Другой великий французский композитор XIX века Ж.Бизе не менее парадоксально отзывался о творчестве Вагнера.
Здесь следует остановиться на отношении самого Бизе к творчеству Вагнера. Характерная черта всех критических замечаний Бизе (равно как и Сен-Санса, Франка, Д’Энди и других французских композиторов) заключается в том, что он оценил по достоинству новаторские поиски Рихарда Вагнера.

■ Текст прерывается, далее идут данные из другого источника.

PR #1507, opened 2020-11-26
Add ProducerSideServiceImpl and ProducerSideServer

dpallotti:
For the communication between producers and `OrbitService`. Bug: http://b/174028631.

Synchronization mess part 1: I'm aware that the synchronization in `ProducerSideServiceImpl` is a bit tricky and especially not so easy on the reader. I'm not really sure how to improve it, but I tried to test it quite a bit.

### DIFF
--- a/OrbitService/ProducerSideServer.cpp
+++ b/OrbitService/ProducerSideServer.cpp
@@ -1,0 +1,54 @@
+// Copyright (c) 2020 The Orbit Authors. All rights reserved.
+// Use of this source code is governed by a BSD-style license that can be
+// found in the LICENSE file.
+
+#include "ProducerSideServer.h"
+
+#include <sys/stat.h>
+
+#include "OrbitBase/SafeStrerror.h"
+
+namespace orbit_service {
+
+bool ProducerSideServer::BuildAndStart(std::string_view unix_domain_socket_path) {
+  CHECK(server_ == nullptr);
+
+  grpc::ServerBuilder builder;
+  builder.AddListeningPort(absl::StrFormat("unix:%s", unix_domain_socket_path),
+                           grpc::InsecureServerCredentials());
+
+  builder.RegisterService(&producer_side_service_);
+
+  server_ = builder.BuildAndStart();
+  if (server_ == nullptr) {
+    return false;
+  }
+
+  // When OrbitService runs as root, also allow non-root producers
+  // (e.g., the game) to communicate over the Unix domain socket.
+  if (chmod(std::string{unix_domain_socket_path}.c_str(), 0777) != 0) {
+    ERROR("Changing mode bits to 777 of \"%s\": %s", unix_domain_socket_path, SafeStrerror(errno));
+    server_->Shutdown();
+    server_->Wait();
+    return false;
+  }
+
+  return true;
+}
+
+void ProducerSideServer::ShutdownAndWait() {
+  CHECK(server_ != nullptr);
+  producer_side_service_.OnExitRequest();
+  server_->Shutdown();
+  server_->Wait();
+}
+
+void ProducerSideServer::OnCaptureStartRequested(CaptureEventBuffer* capture_event_buffer) {
+  producer_side_service_.OnCaptureStartRequested(capture_event_buffer);
+}
+
+void ProducerSideServer::OnCaptureStopRequested() {
+  producer_side_service_.OnCaptureStopRequested();
+}
+
+}  // namespace orbit_service
--- a/OrbitService/ProducerSideServiceImpl.cpp
+++ b/OrbitService/ProducerSideServiceImpl.cpp
@@ -92,7 +92,7 @@ grpc::Status ProducerSideServiceImpl::ReceiveCommandsAndSendEvents(
   // Note that this will also be protected by service_state_mutex_.
   bool all_events_sent_received = true;
 
-  std::atomic<bool> exit_send_commands_thread = false;
+  std::atomic<bool> receive_events_thread_exited = false;
 
   // This thread is responsible for writing on stream, and specifically for
   // sending StartCaptureCommands and StopCaptureCommands to the connected producer.
@@ -101,7 +101,7 @@ grpc::Status ProducerSideServiceImpl::ReceiveCommandsAndSendEvents(
                                    context,
                                    stream,
                                    &all_events_sent_received,
-                                   &exit_send_commands_thread};
+                                   &receive_events_thread_exited};
 
   // This thread is responsible for reading from stream, and specifically for
   // receiving CaptureEvents and AllEventsSent messages.
@@ -111,7 +111,7 @@ grpc::Status ProducerSideServiceImpl::ReceiveCommandsAndSendEvents(
 
   // When receive_events_thread exits because stream->Read(&request) fails,
   // it means that the producer has disconnected: ask send_commands_thread to exit, too.
-  exit_send_commands_thread = true;
+  receive_events_thread_exited = true;
   send_commands_thread.join();
 
   {
@@ -127,7 +127,7 @@ void ProducerSideServiceImpl::SendCommandsThread(
     grpc::ServerContext* context,
     grpc::ServerReaderWriter<orbit_grpc_protos::ReceiveCommandsAndSendEventsResponse,
                              orbit_grpc_protos::ReceiveCommandsAndSendEventsRequest>* stream,
-    bool* all_events_sent_received, std::atomic<bool>* exit_send_commands_thread) {
+    bool* all_events_sent_received, std::atomic<bool>* receive_events_thread_exited) {
   // As a result of initializing prev_capture_status to kCaptureFinished,
   // an initial StartCaptureCommand is sent
   // if service_state_.capture_status is actually CaptureStatus::kCaptureStarted,
@@ -138,11 +138,11 @@ void ProducerSideServiceImpl::SendCommandsThread(
   // This loop keeps track of changes to service_state_.capture_status using
   // conditional critical sections on service_state_mutex_ and updating prev_capture_status,
   // and sends StartCaptureCommands and StopCaptureCommands accordingly.
-  // It exits when *exit_send_commands_thread is true, when service_state_.exit_requested is true,
+  // It exits when one of *receive_events_thread_exited and service_state_.exit_requested is true,
   // or when Write fails (because the producer disconnected or because the context was cancelled).
   while (true) {
     // This is set when ReceiveEventsThread has exited. At that point this thread should also exit.
-    if (*exit_send_commands_thread) {
+    if (*receive_events_thread_exited) {
       return;
     }
 
--- a/OrbitService/ProducerSideServiceImpl.cpp
+++ b/OrbitService/ProducerSideServiceImpl.cpp
@@ -146,13 +146,63 @@ void ProducerSideServiceImpl::SendCommandsThread(
       return;
     }
 
-    service_state_mutex_.Lock();
-    if (service_state_.exit_requested) {
-      service_state_mutex_.Unlock();
-      return;
-    }
+    {
+      absl::MutexLock lock{&service_state_mutex_};
+      if (service_state_.exit_requested) {
+        return;
+      }
 
-    if (service_state_.capture_status != prev_capture_status) {
+      if (service_state_.capture_status == prev_capture_status) {
+        // Wait for service_state_.capture_status to change or for service_state->exit_requested
+        // (the next iteration will handle the change).
+        // Use a timeout to periodically check (in the next iteration)
+        // for *terminate_send_commands_thread, set by ReceiveCommandsAndSendEvents.
+        static constexpr absl::Duration kCheckExitSendCommandsThreadInterval = absl::Seconds(1);
+
+        // The three cases in this switch are almost identical, except
+        // for the value service_state->capture_status is compared with.
+        // The reason for the duplication is that AwaitWithTimeout takes a function pointer, which
+        // means that the lambda cannot capture the initial value of service_state_.capture_status.
+        switch (service_state_.capture_status) {
+          case CaptureStatus::kCaptureStarted: {
+            service_state_mutex_.AwaitWithTimeout(absl::Condition(
+                                                      +[](ServiceState* service_state) {
+                                                        return service_state->exit_requested ||
+                                                               service_state->capture_status !=
+                                                                   CaptureStatus::kCaptureStarted;
+                                                      },
+                                                      &service_state_),
+                                                  kCheckExitSendCommandsThreadInterval);
+          } break;
+
+          case CaptureStatus::kCaptureStopping: {
+            service_state_mutex_.AwaitWithTimeout(absl::Condition(
+                                                      +[](ServiceState* service_state) {
+                                                        return service_state->exit_requested ||
+                                                               service_state->capture_status !=
+                                                                   CaptureStatus::kCaptureStopping;
+                                                      },
+                                                      &service_state_),
+                                                  kCheckExitSendCommandsThreadInterval);
+          } break;
+
+          case CaptureStatus::kCaptureFinished: {
+            service_state_mutex_.AwaitWithTimeout(absl::Condition(
+                                                      +[](ServiceState* service_state) {
+                                                        return service_state->exit_requested ||
+                                                               service_state->capture_status !=
+                                                                   CaptureStatus::kCaptureFinished;
+                                                      },
+                                                      &service_state_),
+                                                  kCheckExitSendCommandsThreadInterval);
+          } break;
+        }
+
+        continue;
+      }
+
+      // service_state_.capture_status has changed compared to prev_capture_status:
+      // handle the change.
       switch (service_state_.capture_status) {
         case CaptureStatus::kCaptureStarted: {
           ++service_state_.producers_remaining;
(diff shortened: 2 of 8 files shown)


OrbitService/ProducerSideServiceImpl.cpp
```diff
@@ -0,0 +1,302 @@
...
+                             orbit_grpc_protos::ReceiveCommandsAndSendEventsRequest>* stream,
+    bool* all_events_sent_received, std::atomic<bool>* exit_send_commands_thread) {
+  // As a result of initializing prev_capture_status to kCaptureFinished,
+  // an initial StartCaptureCommand is sent
+  // if service_state_.capture_status is actually CaptureStatus::kCaptureStarted,
+  // and an initial StopCaptureCommand is sent (with little effect)
+  // if service_state_.capture_status is actually CaptureStatus::kCaptureStopping.
+  CaptureStatus prev_capture_status = CaptureStatus::kCaptureFinished;
+
+  while (true) {
```
florian-kuebler, line 131: A general description of that loop (or just the whole method), would be beneficial.

OrbitService/ProducerSideServiceImpl.cpp
```diff
@@ -0,0 +1,302 @@
...
+    }
+
+    // Wait for service_state_.capture_status to change or for service_state->exit_requested
+    // (the next iteration will handle the change).
+    // Use a timeout to periodically check (in the next iteration)
+    // for *terminate_send_commands_thread, set by ReceiveCommandsAndSendEvents.
+    static constexpr absl::Duration kCheckExitSendCommandsThreadInterval = absl::Seconds(1);
+    switch (service_state_.capture_status) {
+      case CaptureStatus::kCaptureStarted: {
+        service_state_mutex_.AwaitWithTimeout(absl::Condition(
```
florian-kuebler, line 195: It seems that you need this super duplicated code (for all the three cases), as you need a function pointer in the AwaitWithTimout, which can't capture the state at the beginning. If so, could you add comment for that?

OrbitService/ProducerSideServiceImpl.cpp
```diff
@@ -0,0 +1,302 @@
...
+      absl::MutexLock lock{&service_state_mutex_};
+      if (service_state_.exit_requested) {
+        break;
+      }
+    }
+
+    switch (request.event_case()) {
+      case orbit_grpc_protos::ReceiveCommandsAndSendEventsRequest::kBufferedCaptureEvents: {
+        absl::MutexLock lock{&capture_event_buffer_mutex_};
+        if (capture_event_buffer_ != nullptr) {
```
florian-kuebler, line 250: In what cases would the buffer be nullptr? Is that reasonable? Should this be rather a check, or do we want to log some error in this case?

OrbitService/ProducerSideServiceImpl.cpp
```diff
@@ -0,0 +1,302 @@
...
+        }
+      } break;
+
+      case orbit_grpc_protos::ReceiveCommandsAndSendEventsRequest::kAllEventsSent: {
+        LOG("Received AllEventsSent from CaptureEventProducer");
+        absl::MutexLock lock{&service_state_mutex_};
+        switch (service_state_.capture_status) {
+          case CaptureStatus::kCaptureStarted: {
+            ERROR("CaptureEventProducer sent AllEventsSent while still capturing");
+            if (!*all_events_sent_received) {
```
florian-kuebler, line 264: That would benefit from a brief comment.

OrbitService/ProducerSideServiceImpl.cpp
```diff
@@ -0,0 +1,302 @@
...
+          }
+        }
+      } break;
+
+      case orbit_grpc_protos::ReceiveCommandsAndSendEventsRequest::kAllEventsSent: {
+        LOG("Received AllEventsSent from CaptureEventProducer");
+        absl::MutexLock lock{&service_state_mutex_};
+        switch (service_state_.capture_status) {
+          case CaptureStatus::kCaptureStarted: {
+            ERROR("CaptureEventProducer sent AllEventsSent while still capturing");
```
florian-kuebler, line 263: Can this actually happen?

OrbitService/ProducerSideServiceImpl.cpp
```diff
@@ -0,0 +1,302 @@
...
+  }
+}
+
+void ProducerSideServiceImpl::ReceiveEventsThread(
+    grpc::ServerContext* /*context*/,
+    grpc::ServerReaderWriter<orbit_grpc_protos::ReceiveCommandsAndSendEventsResponse,
+                             orbit_grpc_protos::ReceiveCommandsAndSendEventsRequest>* stream,
+    bool* all_events_sent_received) {
+  orbit_grpc_protos::ReceiveCommandsAndSendEventsRequest request;
+  while (stream->Read(&request)) {
```
florian-kuebler, line 239: Shouldn't there also an ` || *all_events_sent_received`?

OrbitService/ProducerSideServiceImplTest.cpp
```diff
@@ -0,0 +1,244 @@
...
+      stream_;
+  std::thread read_thread_;
+};
+
+class MockCaptureEventBuffer : public CaptureEventBuffer {
+ public:
+  MOCK_METHOD(void, AddEvent, (orbit_grpc_protos::CaptureEvent && event), (override));
+};
+
+class ProducerSideServiceImplTest : public ::testing::Test {
```
florian-kuebler, line 101: Could you also add some tests for the corner cases (errors, no capture data, no AllEventsSend, etc.?).

florian-kuebler (changes requested):
Thanks for that, overall looking very good. I was afraid of the synchronization, but it looks good from my side. But beside the minor commits, I really would like to see a couple of tests for the corner cases.

OrbitService/ProducerSideServiceImplTest.cpp
dpallotti: Added some more tests, please have a look.

OrbitService/ProducerSideServiceImpl.h
```diff
@@ -0,0 +1,61 @@
...
+#define ORBIT_SERVICE_PRODUCER_SIDE_SERVICE_IMPL_H_
+
+#include "CaptureStartStopListener.h"
+#include "absl/container/flat_hash_set.h"
+#include "absl/synchronization/mutex.h"
+#include "producer_side_services.grpc.pb.h"
+
+namespace orbit_service {
+
+class ProducerSideServiceImpl final : public orbit_grpc_protos::ProducerSideService::Service,
```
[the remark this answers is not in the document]
florian-kuebler: But there are additional methods. So I was thinking of a very very brief insight of the implementation and the additional methods. 
Regarding thread-safety, basically the same. Some rough ideas whats going on with the mutexes here would be nice.

OrbitService/ProducerSideServiceImpl.cpp
```diff
@@ -0,0 +1,302 @@
...
+                                ::orbit_grpc_protos::ReceiveCommandsAndSendEventsRequest>* stream) {
+  LOG("A CaptureEventProducer has connected calling ReceiveCommandsAndSendEvents");
+
+  {
+    absl::MutexLock lock{&server_contexts_mutex_};
+    server_contexts_.emplace(context);
+  }
+
+  // This will also be protected by service_state_mutex_.
+  bool all_events_sent_received = true;
```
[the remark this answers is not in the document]
florian-kuebler: Looks good now, thanks.

OrbitService/ProducerSideServiceImpl.cpp
florian-kuebler: Okay, thanks for explanation. I leave it up to you on whether to log errors here or not.

OrbitService/ProducerSideServiceImpl.cpp
florian-kuebler: Sounds good. Thanks!

OrbitService/ProducerSideServiceImpl.cpp
florian-kuebler: I see. Thanks!

florian-kuebler (approved):
Perfect, thanks for the additional tests. LGTM now!

OrbitService/ProducerSideServiceImpl.cpp
```diff
@@ -0,0 +1,324 @@
...
+
+    // Wait (for a limited amount of time) for all producers to send AllEventsSent or to disconnect.
+    service_state_mutex_.AwaitWithTimeout(absl::Condition(
+                                              +[](ServiceState* service_state) {
+                                                return service_state->producers_remaining == 0 ||
+                                                       service_state->exit_requested;
+                                              },
+                                              &service_state_),
+                                          max_wait_for_all_events_sent_);
+    CHECK(service_state_.producers_remaining >= 0);
```
dimitry-, line 40: == 0 || exit requested?

OrbitService/ProducerSideServiceImpl.cpp
```diff
@@ -0,0 +1,324 @@
...
+    for (grpc::ServerContext* context : server_contexts_) {
+      // This should cause blocking Reads on ServerReaderWriter to fail immediately.
+      context->TryCancel();
+    }
+  }
+
+  {
+    absl::WriterMutexLock lock{&capture_event_buffer_mutex_};
+    capture_event_buffer_ = nullptr;
+  }
```
dimitry-, line 76: maybe extract this to ClearEventBuffer?

OrbitService/ProducerSideServiceImpl.cpp
```diff
@@ -0,0 +1,324 @@
...
+grpc::Status ProducerSideServiceImpl::ReceiveCommandsAndSendEvents(
+    ::grpc::ServerContext* context,
+    ::grpc::ServerReaderWriter< ::orbit_grpc_protos::ReceiveCommandsAndSendEventsResponse,
+                                ::orbit_grpc_protos::ReceiveCommandsAndSendEventsRequest>* stream) {
+  LOG("A CaptureEventProducer has connected calling ReceiveCommandsAndSendEvents");
+
+  {
+    absl::MutexLock lock{&server_contexts_mutex_};
+    server_contexts_.emplace(context);
+  }
```
dimitry-, line 88: SetContext?

OrbitService/ProducerSideServiceImpl.cpp
```diff
@@ -0,0 +1,324 @@
...
+          command.mutable_start_capture_command();
+          if (!stream->Write(command)) {
+            ERROR("Sending StartCaptureCommand to CaptureEventProducer");
+            LOG("Terminating call to ReceiveCommandsAndSendEvents as Write failed");
+            // Cause Read in ReceiveEventsThread to also fail if for some reason it hasn't already.
+            context->TryCancel();
+            return;
+          }
+          LOG("Sent StartCaptureCommand to CaptureEventProducer");
+        } break;
```
dimitry-, line 173: nit: move break inside {}?

OrbitService/ProducerSideServiceImpl.cpp
```diff
@@ -0,0 +1,324 @@
...
+  CaptureStatus prev_capture_status = CaptureStatus::kCaptureFinished;
+
+  // This loop keeps track of changes to service_state_.capture_status using
+  // conditional critical sections on service_state_mutex_ and updating prev_capture_status,
+  // and sends StartCaptureCommands and StopCaptureCommands accordingly.
+  // It exits when *exit_send_commands_thread is true, when service_state_.exit_requested is true,
+  // or when Write fails (because the producer disconnected or because the context was cancelled).
+  while (true) {
+    // This is set when ReceiveEventsThread has exited. At that point this thread should also exit.
+    if (*exit_send_commands_thread) {
```
dimitry-, line 145: revieve_event_thread_exited?

OrbitService/ProducerSideServiceImpl.cpp
```diff
@@ -0,0 +1,324 @@
...
+      return;
+    }
+
+    if (service_state_.capture_status != prev_capture_status) {
+      switch (service_state_.capture_status) {
+        case CaptureStatus::kCaptureStarted: {
+          prev_capture_status = service_state_.capture_status;
+          ++service_state_.producers_remaining;
+          *all_events_sent_received = false;
+          service_state_mutex_.Unlock();
```
dimitry-, line 161: Yes this is really hard to track. One thing you could do is to set prev_capture_status in L153, You can then use it in switch without locking. As for other fields... What would happen if you reistablished the lock here? Is there a possibility of race condition on them in other words do they have to be scoped with status read?

dimitry- (commented):
Hi, sorry for delay in review - some preliminary comments. Still looking at the change.

OrbitService/ProducerSideServiceImpl.cpp
dpallotti: That would be false in case of timeout. I could do something like `!condition_was_satisfied || service_state_.producers_remaining == 0 || service_state->exit_requested` (I think? Or something like that), but that actually goes beyond the point of this `CHECK`, as it's basically restating the condition, while I just wanted to have a `CHECK` on `service_state_.producers_remaining`.

OrbitService/ProducerSideServiceImpl.cpp
dpallotti: I know this is a minor code duplication, but in this code I really want to avoid extracting code that locks mutexes outside of the already numerous (but necessary) methods that take those mutexes, as doing that distracts from the actual code flow as it requires jumping somewhere else. In other words in this complex synchronized code I want to prioritize following the flow (which is already hard enough) to normal code practices.

OrbitService/ProducerSideServiceImpl.cpp
dpallotti: As above, I don't want to add more methods that take mutexes, even more here are there's no code duplication.

OrbitService/ProducerSideServiceImpl.cpp
dpallotti: The break outside is something we do elsewhere and that I like. The idea is to separate the actual code from the `break` required by the old `switch` construct, which has nothing to do with the content of the braces.

OrbitService/ProducerSideServiceImpl.cpp
dpallotti: I guess it's better, done.

OrbitService/ProducerSideServiceImpl.cpp
dimitry-: maybe just remove the check in that case, I do not think it adds anything.

OrbitService/ProducerSideServiceImpl.cpp
dpallotti: Hmmm, I don't think the mutex should be acquired twice, as `service_state_.capture_status` and `service_state_.producers_remaining` and also `all_events_sent_received` go together. The value assigned to the last two depends quite strongly on the current value of `service_state_.capture_status`. That shouldn't be relaxed only to make it easier to track `Unlock`s.

OrbitService/ProducerSideServer.cpp
```diff
@@ -0,0 +1,55 @@
...
+
+  builder.RegisterService(&producer_side_service_);
+
+  server_ = builder.BuildAndStart();
+  if (server_ == nullptr) {
+    return false;
+  }
+
+  // When OrbitService runs as root, also allow non-root producers
+  // (e.g., the game) to communicate over the Unix domain socket.
```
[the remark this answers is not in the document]
dimitry-: yes - it is about todo.

OrbitService/ProducerSideServiceImpl.cpp
dimitry-: well, I was under impression that producers_remaining cannot go negative. but ok. you can keep the check if you want to make sure it is not negative.

OrbitService/ProducerSideServiceImpl.cpp
dimitry-: ok, then split the case into 2. One scoped on the mutex - and the second one doing communication based on prev_capture_status, it is going to be more readable and will have a clear mutex scope.

OrbitService/ProducerSideServer.cpp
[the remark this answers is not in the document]
dpallotti: Ok, I'm certainly happy to remove the TODO.

OrbitService/ProducerSideServiceImpl.cpp
dpallotti: You mean I should have two separate `switch`es?

dimitry-: yes, switches, it makes code more readable, and mutex scope easier to follow.

dpallotti: Makes sense, done.

OrbitService/ProducerSideServiceImpl.cpp
```diff
@@ -241,9 +246,9 @@ void ProducerSideServiceImpl::SendCommandsThread(
                                                   },
                                                   &service_state_),
                                               kCheckExitSendCommandsThreadInterval);
-        service_state_mutex_.Unlock();
       } break;
     }
+    service_state_mutex_.Unlock();
```
dimitry-, line 251: I wonder if this can be scoped somehow as well. Maybe check == case first with early continue?

dpallotti: I don't understand the suggestion.

OrbitService/ProducerSideServiceImpl.cpp
```diff
@@ -0,0 +1,329 @@
...
+      return;
+    }
+
+    service_state_mutex_.Lock();
+    if (service_state_.exit_requested) {
+      service_state_mutex_.Unlock();
+      return;
+    }
+
+    if (service_state_.capture_status != prev_capture_status) {
```
dimitry-, line 155: if you reverse this if - you can scope service_state_mutex_ better. I think.

dpallotti: Done, it doesn't make the biggest difference but I guess it's a bit better.

Let me know if there's something else that needs to be addressed.

OrbitService/ProducerSideServiceImpl.cpp
```diff
@@ -152,103 +152,104 @@ void ProducerSideServiceImpl::SendCommandsThread(
...
+      } break;
     }
+    prev_capture_status = service_state_.capture_status;
 
-    // Wait for service_state_.capture_status to change or for service_state->exit_requested
-    // (the next iteration will handle the change).
-    // Use a timeout to periodically check (in the next iteration)
-    // for *terminate_send_commands_thread, set by ReceiveCommandsAndSendEvents.
-    static constexpr absl::Duration kCheckExitSendCommandsThreadInterval = absl::Seconds(1);
+    service_state_mutex_.Unlock();
```
dimitry-, line 221: And at this point you can use scoped lock I think: MutexLock lock (....)

dimitry- (approved):
otherwise lgtm

OrbitService/ProducerSideServiceImpl.cpp
dpallotti: Done.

Так, в своей статье «Беседы о музыке» он пишет: «Не все ли равно, как вас зовут, – Россини, Обер, Гуно, Вагнер. Заставьте меня смеяться или плакать, очаруйте меня, приведите в восторг, и я, уж конечно, не нанесу вам глупого оскорбления наклеиванием на вас ярлычка, как на какое-нибудь жесткокрылое насекомое» [3, с. 327].
В том, что музыкой Вагнера Бизе был очарован, подтверждает его письмо к Леони Галеви от 29 мая 1871 года: «Вагнер не из моих друзей, и у меня к нему мало уважения, но я не могу забыть тех безмерных наслаждений, которыми я обязан этому гениальному новатору. Очарование его музыки невыразимо, неописуемо. В ней сладострастие, нежность, любовь. Это не музыка будущего, ибо такие слова ничего не значат; но это – музыка всех времен, ибо она прекрасна» [3, с. 268].
Далее проблема «Вагнер и французская музыкальная культура» была поставлена Ницше в статье «Случай Вагнера» (1888 г.).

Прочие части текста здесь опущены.